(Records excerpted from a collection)
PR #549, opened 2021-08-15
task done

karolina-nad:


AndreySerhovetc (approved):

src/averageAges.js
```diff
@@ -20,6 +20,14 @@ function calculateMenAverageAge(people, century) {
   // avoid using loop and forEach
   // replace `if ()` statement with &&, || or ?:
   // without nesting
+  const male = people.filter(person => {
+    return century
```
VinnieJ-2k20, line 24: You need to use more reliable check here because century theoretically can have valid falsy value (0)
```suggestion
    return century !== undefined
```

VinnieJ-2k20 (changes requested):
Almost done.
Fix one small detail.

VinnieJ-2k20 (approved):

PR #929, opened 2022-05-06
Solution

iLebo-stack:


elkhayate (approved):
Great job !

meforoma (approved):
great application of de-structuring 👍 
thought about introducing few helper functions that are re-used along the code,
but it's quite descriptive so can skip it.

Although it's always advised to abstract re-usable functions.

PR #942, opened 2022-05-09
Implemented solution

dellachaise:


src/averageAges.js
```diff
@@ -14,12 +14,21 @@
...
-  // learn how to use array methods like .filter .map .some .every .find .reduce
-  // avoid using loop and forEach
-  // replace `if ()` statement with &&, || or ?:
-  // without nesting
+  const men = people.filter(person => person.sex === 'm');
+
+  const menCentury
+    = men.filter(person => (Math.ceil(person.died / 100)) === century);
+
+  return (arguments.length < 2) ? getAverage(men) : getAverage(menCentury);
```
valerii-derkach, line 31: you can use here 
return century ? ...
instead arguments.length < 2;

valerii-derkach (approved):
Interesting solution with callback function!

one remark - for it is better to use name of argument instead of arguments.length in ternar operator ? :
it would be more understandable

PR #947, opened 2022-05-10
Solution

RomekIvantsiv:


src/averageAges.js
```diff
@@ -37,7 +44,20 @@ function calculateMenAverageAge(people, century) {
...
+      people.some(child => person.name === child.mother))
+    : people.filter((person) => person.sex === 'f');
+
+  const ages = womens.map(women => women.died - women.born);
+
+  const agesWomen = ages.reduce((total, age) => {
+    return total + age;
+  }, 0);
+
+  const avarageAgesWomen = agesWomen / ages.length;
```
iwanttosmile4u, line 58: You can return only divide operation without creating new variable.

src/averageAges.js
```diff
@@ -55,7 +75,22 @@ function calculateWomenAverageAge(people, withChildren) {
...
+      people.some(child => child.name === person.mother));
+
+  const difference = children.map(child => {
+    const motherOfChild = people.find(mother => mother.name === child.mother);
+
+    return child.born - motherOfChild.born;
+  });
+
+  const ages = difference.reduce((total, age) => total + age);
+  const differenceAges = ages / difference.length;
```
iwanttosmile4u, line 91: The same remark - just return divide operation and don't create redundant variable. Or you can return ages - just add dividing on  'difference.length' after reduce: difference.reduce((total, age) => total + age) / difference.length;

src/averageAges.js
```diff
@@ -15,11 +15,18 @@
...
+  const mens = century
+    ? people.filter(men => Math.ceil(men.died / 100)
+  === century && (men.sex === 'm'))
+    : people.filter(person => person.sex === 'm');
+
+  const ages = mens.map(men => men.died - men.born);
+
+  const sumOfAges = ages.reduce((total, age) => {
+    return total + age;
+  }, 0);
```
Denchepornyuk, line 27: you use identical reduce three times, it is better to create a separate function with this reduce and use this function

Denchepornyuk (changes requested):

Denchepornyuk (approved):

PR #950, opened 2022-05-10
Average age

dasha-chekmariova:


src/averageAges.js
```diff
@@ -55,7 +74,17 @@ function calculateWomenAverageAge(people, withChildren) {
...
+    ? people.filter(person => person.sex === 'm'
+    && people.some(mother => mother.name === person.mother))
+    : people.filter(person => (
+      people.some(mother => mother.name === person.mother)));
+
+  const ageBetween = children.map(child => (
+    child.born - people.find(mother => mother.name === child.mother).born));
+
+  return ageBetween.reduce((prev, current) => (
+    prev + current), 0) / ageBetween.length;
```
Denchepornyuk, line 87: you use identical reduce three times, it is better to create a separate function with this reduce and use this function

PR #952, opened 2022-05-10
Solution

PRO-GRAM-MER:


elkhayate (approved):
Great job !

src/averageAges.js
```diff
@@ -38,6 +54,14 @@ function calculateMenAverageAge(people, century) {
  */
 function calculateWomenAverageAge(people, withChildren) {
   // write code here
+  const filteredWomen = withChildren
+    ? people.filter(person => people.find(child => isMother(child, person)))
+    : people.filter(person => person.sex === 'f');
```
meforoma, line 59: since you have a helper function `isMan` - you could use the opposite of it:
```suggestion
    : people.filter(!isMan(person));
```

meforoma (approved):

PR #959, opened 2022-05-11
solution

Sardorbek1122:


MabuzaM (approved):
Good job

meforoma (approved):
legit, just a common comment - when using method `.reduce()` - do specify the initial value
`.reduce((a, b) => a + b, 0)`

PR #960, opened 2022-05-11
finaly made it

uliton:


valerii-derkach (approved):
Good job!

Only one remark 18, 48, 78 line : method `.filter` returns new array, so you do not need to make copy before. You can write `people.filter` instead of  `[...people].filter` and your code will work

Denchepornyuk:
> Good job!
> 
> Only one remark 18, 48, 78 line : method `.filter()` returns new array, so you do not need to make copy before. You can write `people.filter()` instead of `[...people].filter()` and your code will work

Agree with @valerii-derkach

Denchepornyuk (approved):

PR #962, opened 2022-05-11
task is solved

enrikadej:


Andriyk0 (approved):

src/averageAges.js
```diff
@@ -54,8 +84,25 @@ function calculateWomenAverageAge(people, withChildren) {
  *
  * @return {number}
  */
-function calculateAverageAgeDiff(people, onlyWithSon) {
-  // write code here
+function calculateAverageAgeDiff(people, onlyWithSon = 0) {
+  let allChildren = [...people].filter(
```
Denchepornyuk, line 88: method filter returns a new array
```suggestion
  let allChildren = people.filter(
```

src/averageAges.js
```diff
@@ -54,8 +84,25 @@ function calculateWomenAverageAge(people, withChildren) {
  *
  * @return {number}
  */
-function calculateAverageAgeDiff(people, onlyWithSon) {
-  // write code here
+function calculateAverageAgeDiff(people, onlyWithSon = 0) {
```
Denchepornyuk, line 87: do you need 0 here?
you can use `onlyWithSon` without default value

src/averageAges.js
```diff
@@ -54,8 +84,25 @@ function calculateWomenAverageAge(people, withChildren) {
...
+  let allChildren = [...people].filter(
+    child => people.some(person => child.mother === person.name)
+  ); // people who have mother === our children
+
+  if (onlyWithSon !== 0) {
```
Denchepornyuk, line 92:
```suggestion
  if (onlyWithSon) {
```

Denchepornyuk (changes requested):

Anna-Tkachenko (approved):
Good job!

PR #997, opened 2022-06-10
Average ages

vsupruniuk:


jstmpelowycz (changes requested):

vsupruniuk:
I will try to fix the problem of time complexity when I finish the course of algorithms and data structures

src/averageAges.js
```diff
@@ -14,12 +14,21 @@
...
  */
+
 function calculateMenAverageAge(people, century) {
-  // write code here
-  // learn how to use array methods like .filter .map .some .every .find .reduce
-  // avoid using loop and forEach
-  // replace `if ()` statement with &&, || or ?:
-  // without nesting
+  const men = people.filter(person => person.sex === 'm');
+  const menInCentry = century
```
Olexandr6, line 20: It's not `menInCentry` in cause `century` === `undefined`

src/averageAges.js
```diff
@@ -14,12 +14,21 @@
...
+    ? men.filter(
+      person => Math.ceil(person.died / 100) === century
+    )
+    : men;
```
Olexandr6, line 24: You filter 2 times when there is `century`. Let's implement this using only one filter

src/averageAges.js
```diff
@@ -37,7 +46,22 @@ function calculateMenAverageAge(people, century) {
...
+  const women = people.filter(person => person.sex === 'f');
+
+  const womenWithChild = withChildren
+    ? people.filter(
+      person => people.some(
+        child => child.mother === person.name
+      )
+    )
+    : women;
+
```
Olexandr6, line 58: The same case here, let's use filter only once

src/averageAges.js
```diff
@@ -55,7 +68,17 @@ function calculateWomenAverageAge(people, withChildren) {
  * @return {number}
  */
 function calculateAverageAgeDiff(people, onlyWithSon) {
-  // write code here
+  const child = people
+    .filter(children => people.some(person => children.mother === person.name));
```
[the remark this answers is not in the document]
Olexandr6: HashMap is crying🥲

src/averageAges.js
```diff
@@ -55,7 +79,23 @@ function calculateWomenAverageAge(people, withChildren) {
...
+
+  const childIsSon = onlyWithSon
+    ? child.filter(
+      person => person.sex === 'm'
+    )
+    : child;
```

---

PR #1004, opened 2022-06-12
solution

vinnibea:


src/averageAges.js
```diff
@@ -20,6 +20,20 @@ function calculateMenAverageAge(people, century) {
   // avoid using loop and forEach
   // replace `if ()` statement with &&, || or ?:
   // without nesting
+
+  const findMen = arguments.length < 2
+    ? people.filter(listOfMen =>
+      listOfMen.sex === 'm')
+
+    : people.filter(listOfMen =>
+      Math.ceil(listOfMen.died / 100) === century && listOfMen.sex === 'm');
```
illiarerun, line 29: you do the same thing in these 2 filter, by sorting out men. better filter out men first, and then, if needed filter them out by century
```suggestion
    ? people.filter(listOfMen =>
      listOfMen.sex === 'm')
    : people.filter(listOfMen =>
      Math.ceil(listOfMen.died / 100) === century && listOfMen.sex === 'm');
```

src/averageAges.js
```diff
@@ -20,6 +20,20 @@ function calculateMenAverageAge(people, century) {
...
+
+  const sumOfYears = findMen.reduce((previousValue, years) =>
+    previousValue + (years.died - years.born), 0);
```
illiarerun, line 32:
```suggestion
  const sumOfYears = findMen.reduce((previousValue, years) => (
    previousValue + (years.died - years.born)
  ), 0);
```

==

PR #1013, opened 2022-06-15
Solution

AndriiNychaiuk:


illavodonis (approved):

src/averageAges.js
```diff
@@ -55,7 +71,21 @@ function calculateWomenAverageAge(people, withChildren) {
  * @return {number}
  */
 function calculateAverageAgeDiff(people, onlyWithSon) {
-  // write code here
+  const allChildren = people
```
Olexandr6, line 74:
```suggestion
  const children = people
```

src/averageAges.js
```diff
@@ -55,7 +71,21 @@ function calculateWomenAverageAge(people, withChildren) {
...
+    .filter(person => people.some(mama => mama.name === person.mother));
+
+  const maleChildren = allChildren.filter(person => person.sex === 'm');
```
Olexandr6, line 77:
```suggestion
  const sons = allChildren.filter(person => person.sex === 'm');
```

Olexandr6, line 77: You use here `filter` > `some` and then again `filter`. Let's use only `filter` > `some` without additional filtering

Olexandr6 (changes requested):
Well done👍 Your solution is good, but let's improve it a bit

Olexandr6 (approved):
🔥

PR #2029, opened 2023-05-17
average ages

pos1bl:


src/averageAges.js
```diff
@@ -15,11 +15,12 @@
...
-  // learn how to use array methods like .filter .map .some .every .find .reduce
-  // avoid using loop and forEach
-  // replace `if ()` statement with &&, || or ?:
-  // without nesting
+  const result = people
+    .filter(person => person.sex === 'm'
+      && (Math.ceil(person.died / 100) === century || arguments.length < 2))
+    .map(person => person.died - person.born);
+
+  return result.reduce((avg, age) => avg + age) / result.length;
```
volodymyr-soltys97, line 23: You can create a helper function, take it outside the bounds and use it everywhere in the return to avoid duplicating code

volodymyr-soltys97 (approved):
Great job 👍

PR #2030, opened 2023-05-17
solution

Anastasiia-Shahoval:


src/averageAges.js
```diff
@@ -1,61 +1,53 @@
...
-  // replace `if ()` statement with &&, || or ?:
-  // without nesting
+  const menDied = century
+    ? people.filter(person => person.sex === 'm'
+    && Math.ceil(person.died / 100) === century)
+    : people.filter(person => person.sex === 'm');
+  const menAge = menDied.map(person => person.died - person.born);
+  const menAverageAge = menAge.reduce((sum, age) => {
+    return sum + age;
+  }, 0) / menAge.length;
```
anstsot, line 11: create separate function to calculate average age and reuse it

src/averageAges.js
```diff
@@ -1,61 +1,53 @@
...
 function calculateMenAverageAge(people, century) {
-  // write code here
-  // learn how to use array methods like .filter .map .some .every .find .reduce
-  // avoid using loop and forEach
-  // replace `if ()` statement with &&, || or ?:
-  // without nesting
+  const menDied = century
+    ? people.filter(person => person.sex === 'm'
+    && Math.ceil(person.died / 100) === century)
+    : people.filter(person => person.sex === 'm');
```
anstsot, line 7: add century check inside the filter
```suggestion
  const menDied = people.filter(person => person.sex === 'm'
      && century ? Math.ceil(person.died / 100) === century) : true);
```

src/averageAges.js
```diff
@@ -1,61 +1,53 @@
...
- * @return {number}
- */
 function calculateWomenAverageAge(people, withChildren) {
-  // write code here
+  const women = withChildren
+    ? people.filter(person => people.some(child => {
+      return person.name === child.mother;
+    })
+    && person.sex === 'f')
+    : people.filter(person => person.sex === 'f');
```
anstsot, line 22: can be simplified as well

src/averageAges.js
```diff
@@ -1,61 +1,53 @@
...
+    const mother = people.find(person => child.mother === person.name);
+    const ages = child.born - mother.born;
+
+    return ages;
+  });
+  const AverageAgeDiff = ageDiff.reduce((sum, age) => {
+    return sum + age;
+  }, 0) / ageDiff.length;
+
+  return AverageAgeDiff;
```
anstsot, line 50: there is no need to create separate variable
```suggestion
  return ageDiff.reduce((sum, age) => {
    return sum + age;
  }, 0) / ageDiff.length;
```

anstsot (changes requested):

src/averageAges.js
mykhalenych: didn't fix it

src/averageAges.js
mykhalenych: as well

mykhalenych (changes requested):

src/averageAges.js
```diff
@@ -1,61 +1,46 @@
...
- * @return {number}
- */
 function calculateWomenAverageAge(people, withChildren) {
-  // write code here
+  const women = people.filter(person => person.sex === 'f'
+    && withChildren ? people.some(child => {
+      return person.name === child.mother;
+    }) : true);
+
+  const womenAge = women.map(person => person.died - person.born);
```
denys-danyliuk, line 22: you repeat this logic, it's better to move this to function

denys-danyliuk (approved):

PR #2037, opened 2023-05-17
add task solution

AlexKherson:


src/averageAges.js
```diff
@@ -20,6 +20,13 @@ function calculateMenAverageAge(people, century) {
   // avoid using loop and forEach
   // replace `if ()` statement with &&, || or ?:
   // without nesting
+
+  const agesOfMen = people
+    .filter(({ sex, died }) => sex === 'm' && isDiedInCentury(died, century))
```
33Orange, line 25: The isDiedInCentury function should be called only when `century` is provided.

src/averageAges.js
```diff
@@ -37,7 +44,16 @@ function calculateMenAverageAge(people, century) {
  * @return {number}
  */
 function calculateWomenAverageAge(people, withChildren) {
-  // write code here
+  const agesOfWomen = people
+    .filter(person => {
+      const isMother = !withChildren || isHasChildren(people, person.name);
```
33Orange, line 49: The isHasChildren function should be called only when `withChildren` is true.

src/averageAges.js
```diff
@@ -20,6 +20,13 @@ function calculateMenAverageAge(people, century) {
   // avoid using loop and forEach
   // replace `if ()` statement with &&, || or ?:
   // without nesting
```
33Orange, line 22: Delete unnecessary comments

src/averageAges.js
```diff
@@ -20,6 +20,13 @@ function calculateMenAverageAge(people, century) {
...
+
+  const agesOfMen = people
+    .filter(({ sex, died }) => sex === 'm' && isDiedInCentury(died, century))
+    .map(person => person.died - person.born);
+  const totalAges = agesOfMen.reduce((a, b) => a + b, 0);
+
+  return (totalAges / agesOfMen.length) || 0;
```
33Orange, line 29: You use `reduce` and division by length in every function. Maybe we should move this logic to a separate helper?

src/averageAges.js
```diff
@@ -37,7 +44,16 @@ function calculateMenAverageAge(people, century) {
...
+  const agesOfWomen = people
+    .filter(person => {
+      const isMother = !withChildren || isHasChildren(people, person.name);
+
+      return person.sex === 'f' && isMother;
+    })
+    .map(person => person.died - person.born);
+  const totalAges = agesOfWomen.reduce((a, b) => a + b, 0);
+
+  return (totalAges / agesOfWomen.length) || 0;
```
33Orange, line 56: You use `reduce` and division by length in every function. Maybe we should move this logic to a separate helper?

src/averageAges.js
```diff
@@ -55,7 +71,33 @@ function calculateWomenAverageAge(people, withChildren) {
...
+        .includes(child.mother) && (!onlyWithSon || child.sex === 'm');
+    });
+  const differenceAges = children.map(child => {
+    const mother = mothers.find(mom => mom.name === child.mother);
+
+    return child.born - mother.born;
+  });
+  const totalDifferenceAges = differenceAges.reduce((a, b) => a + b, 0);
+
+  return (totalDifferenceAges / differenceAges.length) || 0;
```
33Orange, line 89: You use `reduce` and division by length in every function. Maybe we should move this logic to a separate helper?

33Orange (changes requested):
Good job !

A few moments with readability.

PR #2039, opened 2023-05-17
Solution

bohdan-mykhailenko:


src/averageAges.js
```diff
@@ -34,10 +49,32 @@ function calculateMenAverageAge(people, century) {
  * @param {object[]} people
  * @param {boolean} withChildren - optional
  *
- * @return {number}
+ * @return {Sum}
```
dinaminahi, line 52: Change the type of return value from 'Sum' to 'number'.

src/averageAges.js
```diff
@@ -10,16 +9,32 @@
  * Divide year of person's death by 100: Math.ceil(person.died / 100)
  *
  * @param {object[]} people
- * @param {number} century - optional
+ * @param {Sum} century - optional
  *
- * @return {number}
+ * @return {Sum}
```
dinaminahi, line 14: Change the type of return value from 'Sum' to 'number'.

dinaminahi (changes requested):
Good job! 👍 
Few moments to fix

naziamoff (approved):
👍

What to produce:
If a line in the records contains "remark", report it.

Response to the exercise:
one remark - for it is better to use name of argument instead of arguments.length in ternar operator ? :
iwanttosmile4u, line 91: The same remark - just return divide operation and don't create redundant variable. Or you can return ages - just add dividing on  'difference.length' after reduce: difference.reduce((total, age) => total + age) / difference.length;
Only one remark 18, 48, 78 line : method `.filter` returns new array, so you do not need to make copy before. You can write `people.filter` instead of  `[...people].filter` and your code will work
> Only one remark 18, 48, 78 line : method `.filter()` returns new array, so you do not need to make copy before. You can write `people.filter()` instead of `[...people].filter()` and your code will work
[the remark this answers is not in the document]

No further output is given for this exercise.